→ **Work required**
Among the entries below, take the line with "## Feature Request" and the line with "Enable host visibility based", and output them and every line between them exactly, with nothing else.

Saved data entries
· · · · ·

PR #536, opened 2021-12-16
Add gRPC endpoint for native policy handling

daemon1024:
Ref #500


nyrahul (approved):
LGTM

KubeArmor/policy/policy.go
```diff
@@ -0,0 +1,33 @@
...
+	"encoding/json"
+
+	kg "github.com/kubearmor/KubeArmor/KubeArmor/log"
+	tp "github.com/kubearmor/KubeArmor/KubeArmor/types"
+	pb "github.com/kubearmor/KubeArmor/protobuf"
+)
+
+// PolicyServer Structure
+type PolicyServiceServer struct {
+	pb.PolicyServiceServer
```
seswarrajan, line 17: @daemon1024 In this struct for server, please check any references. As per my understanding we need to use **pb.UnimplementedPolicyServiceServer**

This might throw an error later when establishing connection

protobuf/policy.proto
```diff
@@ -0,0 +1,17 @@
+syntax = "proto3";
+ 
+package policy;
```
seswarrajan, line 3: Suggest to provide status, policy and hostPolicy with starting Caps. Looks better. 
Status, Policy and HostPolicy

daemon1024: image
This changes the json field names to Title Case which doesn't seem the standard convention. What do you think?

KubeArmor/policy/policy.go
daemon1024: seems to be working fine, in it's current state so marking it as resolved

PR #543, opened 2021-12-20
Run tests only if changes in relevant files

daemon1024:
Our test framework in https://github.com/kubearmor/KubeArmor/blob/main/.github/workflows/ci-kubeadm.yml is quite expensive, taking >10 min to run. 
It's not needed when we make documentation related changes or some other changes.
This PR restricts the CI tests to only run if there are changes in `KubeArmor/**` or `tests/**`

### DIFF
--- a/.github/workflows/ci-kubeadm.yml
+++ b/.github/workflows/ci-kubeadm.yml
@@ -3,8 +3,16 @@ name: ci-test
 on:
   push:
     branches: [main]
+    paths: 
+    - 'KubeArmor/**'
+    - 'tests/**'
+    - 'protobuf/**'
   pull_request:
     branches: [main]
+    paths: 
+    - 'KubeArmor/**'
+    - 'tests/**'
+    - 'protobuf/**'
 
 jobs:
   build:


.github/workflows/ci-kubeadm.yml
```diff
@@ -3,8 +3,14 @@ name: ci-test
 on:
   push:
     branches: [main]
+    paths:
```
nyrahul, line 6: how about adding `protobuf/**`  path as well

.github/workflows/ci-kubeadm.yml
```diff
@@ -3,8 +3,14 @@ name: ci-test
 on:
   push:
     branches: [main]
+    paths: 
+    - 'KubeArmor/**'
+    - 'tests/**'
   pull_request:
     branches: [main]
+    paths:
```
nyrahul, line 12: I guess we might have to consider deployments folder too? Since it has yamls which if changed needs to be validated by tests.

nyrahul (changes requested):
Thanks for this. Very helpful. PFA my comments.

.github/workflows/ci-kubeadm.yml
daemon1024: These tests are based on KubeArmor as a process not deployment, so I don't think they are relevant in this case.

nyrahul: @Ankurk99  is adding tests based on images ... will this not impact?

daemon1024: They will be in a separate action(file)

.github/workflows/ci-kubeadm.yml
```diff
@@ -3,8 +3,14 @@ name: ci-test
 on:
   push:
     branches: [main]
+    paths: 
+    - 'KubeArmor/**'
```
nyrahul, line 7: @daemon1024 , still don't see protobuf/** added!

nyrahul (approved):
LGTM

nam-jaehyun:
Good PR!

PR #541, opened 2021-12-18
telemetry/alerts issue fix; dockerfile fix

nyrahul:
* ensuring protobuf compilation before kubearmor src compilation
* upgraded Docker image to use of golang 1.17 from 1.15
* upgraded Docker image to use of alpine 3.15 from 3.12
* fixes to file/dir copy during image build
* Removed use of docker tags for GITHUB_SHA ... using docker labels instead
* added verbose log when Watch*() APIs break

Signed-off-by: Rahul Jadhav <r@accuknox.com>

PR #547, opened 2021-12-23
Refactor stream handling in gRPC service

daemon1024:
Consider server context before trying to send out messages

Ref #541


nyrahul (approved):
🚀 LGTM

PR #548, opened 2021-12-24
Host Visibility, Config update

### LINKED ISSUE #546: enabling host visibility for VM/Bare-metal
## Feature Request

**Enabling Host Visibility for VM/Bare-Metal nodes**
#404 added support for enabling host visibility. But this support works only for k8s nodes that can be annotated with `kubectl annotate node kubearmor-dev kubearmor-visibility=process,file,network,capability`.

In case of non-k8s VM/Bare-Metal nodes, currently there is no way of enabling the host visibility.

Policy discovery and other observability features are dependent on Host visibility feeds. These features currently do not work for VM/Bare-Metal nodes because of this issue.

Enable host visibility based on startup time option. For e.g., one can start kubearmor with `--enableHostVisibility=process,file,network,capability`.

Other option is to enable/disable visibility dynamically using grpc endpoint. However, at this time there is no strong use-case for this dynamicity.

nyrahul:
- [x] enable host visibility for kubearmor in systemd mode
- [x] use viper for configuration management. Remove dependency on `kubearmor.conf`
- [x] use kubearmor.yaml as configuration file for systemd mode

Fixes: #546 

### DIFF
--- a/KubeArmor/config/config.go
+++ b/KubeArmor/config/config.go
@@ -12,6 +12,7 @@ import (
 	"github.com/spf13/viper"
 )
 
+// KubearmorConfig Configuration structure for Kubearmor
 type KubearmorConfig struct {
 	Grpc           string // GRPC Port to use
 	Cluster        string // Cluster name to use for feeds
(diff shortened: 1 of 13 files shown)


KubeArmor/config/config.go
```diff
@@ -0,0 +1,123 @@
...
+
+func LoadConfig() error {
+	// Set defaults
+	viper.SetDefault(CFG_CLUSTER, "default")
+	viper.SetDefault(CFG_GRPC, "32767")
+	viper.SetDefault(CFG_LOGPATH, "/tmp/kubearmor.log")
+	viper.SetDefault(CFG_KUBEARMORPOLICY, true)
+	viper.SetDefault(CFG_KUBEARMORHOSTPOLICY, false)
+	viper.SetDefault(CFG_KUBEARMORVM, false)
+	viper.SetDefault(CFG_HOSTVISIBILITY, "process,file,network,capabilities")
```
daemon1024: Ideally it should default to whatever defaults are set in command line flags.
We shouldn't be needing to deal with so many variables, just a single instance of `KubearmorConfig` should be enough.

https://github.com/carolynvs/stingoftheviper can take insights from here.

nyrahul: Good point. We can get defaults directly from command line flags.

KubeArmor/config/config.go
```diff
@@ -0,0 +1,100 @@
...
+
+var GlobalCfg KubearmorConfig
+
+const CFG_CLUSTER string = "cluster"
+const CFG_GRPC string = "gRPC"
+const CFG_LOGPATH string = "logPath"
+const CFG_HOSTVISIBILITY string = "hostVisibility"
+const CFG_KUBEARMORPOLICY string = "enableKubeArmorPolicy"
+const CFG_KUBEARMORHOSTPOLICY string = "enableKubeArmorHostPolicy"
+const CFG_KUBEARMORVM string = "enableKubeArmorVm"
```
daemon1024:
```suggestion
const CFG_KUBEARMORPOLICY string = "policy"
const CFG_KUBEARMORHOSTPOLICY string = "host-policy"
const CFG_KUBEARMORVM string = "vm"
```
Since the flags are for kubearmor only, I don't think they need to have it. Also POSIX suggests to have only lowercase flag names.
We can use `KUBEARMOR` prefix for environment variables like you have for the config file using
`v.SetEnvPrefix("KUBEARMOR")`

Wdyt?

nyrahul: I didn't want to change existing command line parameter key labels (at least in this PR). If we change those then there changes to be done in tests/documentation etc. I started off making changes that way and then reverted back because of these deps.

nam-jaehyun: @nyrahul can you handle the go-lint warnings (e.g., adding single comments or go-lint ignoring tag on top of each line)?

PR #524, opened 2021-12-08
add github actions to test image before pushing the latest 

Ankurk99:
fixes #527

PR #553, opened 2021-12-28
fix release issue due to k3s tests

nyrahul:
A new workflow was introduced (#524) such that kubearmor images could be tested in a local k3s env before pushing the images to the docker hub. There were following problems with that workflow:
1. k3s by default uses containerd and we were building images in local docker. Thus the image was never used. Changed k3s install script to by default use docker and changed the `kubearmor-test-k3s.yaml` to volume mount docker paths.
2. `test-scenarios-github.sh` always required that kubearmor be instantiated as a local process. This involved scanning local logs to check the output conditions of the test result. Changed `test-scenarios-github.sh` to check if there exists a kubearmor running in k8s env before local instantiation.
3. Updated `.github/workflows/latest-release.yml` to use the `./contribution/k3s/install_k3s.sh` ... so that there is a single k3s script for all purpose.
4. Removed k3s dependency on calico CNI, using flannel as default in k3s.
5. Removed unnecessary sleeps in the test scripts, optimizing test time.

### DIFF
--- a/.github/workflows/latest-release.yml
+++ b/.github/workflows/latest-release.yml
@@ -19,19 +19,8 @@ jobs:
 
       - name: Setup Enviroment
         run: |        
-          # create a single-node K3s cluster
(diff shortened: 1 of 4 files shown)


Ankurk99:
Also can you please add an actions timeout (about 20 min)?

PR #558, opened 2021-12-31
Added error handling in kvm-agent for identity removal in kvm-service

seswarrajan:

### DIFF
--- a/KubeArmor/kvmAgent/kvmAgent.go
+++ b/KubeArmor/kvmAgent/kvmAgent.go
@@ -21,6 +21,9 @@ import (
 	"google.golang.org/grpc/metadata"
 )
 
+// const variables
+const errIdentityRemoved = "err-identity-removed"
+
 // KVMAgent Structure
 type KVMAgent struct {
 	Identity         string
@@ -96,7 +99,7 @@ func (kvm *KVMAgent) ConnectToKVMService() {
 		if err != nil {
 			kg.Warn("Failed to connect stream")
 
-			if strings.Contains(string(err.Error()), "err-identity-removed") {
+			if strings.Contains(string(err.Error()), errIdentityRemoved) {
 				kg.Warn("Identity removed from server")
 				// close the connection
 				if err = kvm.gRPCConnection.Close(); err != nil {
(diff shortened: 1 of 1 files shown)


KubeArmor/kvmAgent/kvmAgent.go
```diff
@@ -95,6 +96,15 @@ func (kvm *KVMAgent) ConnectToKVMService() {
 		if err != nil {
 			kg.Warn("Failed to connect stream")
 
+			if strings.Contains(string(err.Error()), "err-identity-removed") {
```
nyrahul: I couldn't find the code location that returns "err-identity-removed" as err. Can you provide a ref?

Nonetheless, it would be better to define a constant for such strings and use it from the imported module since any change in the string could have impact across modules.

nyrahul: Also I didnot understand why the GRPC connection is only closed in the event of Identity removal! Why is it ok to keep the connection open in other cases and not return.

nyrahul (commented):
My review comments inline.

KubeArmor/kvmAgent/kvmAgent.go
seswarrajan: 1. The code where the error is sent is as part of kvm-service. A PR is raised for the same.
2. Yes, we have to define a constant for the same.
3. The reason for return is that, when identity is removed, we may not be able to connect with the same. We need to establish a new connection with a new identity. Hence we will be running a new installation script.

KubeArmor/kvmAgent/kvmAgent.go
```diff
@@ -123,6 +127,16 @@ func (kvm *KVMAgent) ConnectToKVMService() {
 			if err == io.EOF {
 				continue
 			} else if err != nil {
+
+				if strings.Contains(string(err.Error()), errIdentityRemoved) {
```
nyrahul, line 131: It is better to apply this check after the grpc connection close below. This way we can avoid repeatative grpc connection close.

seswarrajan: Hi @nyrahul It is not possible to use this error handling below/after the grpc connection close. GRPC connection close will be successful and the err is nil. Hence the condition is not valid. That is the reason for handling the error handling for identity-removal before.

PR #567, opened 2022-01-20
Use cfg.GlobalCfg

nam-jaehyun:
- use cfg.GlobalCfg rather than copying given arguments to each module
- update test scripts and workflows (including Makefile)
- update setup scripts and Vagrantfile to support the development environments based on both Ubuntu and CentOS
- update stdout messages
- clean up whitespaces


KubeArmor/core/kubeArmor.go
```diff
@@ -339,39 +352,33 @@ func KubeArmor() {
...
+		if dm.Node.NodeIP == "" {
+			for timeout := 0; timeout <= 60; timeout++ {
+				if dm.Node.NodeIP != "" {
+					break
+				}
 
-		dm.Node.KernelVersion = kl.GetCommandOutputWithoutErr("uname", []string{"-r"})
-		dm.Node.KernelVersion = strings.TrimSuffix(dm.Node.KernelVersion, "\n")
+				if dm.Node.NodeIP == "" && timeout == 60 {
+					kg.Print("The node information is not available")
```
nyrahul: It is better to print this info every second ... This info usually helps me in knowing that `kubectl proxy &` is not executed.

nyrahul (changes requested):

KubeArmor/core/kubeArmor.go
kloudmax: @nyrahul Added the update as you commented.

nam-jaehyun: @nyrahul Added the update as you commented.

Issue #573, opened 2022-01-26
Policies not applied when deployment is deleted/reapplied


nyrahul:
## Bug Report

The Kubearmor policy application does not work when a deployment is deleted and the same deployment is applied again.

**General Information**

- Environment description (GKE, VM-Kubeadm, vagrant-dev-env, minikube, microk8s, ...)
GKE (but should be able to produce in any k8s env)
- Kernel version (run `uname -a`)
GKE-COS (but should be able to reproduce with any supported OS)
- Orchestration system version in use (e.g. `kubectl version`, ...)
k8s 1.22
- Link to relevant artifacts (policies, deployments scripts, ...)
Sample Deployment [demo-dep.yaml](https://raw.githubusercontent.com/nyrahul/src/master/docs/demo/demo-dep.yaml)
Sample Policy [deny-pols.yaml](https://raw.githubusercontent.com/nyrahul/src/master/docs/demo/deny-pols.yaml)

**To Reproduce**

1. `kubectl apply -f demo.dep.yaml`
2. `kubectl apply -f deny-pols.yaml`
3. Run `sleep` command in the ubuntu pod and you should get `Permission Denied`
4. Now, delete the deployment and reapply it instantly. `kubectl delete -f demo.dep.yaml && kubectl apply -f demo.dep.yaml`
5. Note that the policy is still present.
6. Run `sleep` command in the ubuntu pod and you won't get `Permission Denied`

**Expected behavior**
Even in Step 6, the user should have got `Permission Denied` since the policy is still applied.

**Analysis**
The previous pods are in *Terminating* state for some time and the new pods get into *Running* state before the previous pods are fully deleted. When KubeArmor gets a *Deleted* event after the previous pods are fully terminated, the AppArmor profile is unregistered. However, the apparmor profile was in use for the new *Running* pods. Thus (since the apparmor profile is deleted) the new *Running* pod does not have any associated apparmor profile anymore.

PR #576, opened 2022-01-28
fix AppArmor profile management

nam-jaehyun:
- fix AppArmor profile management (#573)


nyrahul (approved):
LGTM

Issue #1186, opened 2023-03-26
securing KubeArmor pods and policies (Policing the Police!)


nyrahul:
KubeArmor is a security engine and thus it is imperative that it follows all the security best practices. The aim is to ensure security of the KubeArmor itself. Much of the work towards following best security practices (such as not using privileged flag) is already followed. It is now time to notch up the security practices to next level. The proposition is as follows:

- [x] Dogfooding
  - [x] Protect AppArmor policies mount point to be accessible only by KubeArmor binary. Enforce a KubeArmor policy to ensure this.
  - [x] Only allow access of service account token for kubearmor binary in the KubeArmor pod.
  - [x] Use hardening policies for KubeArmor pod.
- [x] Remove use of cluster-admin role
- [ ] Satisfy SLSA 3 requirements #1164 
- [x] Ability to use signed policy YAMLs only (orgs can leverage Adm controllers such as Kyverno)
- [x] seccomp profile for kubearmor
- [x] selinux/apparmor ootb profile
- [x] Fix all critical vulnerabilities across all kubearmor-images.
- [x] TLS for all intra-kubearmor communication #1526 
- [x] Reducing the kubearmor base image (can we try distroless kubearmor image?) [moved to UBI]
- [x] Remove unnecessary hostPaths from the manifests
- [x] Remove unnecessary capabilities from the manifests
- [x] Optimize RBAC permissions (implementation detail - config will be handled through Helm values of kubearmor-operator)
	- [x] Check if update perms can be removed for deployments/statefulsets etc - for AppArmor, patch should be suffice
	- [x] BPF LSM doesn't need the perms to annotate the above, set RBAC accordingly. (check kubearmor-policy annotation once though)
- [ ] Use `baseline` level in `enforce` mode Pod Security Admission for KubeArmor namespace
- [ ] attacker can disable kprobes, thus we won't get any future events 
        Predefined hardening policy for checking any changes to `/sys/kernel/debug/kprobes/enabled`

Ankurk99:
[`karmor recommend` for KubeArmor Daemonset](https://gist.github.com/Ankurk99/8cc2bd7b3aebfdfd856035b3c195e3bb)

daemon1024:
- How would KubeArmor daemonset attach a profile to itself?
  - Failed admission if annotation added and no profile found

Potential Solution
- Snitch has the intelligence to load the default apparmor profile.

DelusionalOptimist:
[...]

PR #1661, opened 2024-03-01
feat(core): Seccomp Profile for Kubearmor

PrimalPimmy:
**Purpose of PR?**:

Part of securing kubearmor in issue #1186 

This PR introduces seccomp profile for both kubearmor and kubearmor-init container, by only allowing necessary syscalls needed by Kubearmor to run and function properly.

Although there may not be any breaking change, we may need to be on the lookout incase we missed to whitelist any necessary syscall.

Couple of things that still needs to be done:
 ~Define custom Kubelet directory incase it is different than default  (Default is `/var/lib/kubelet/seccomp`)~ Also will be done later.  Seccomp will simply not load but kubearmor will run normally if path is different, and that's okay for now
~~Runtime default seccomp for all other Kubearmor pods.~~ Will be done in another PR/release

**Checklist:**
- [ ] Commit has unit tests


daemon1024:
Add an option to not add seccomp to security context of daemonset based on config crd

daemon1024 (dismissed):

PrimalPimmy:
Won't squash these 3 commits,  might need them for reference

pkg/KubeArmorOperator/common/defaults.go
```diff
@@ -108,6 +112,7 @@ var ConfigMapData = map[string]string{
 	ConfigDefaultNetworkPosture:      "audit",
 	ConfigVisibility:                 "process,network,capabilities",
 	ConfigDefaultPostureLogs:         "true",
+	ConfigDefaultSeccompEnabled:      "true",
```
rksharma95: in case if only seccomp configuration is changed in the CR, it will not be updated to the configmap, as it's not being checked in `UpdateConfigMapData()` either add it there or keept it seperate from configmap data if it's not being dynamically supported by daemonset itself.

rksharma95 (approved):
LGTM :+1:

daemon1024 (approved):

· · · · ·

→ **Written answer**
## Feature Request

**Enabling Host Visibility for VM/Bare-Metal nodes**
#404 added support for enabling host visibility. But this support works only for k8s nodes that can be annotated with `kubectl annotate node kubearmor-dev kubearmor-visibility=process,file,network,capability`.

In case of non-k8s VM/Bare-Metal nodes, currently there is no way of enabling the host visibility.

Policy discovery and other observability features are dependent on Host visibility feeds. These features currently do not work for VM/Bare-Metal nodes because of this issue.

Enable host visibility based on startup time option. For e.g., one can start kubearmor with `--enableHostVisibility=process,file,network,capability`.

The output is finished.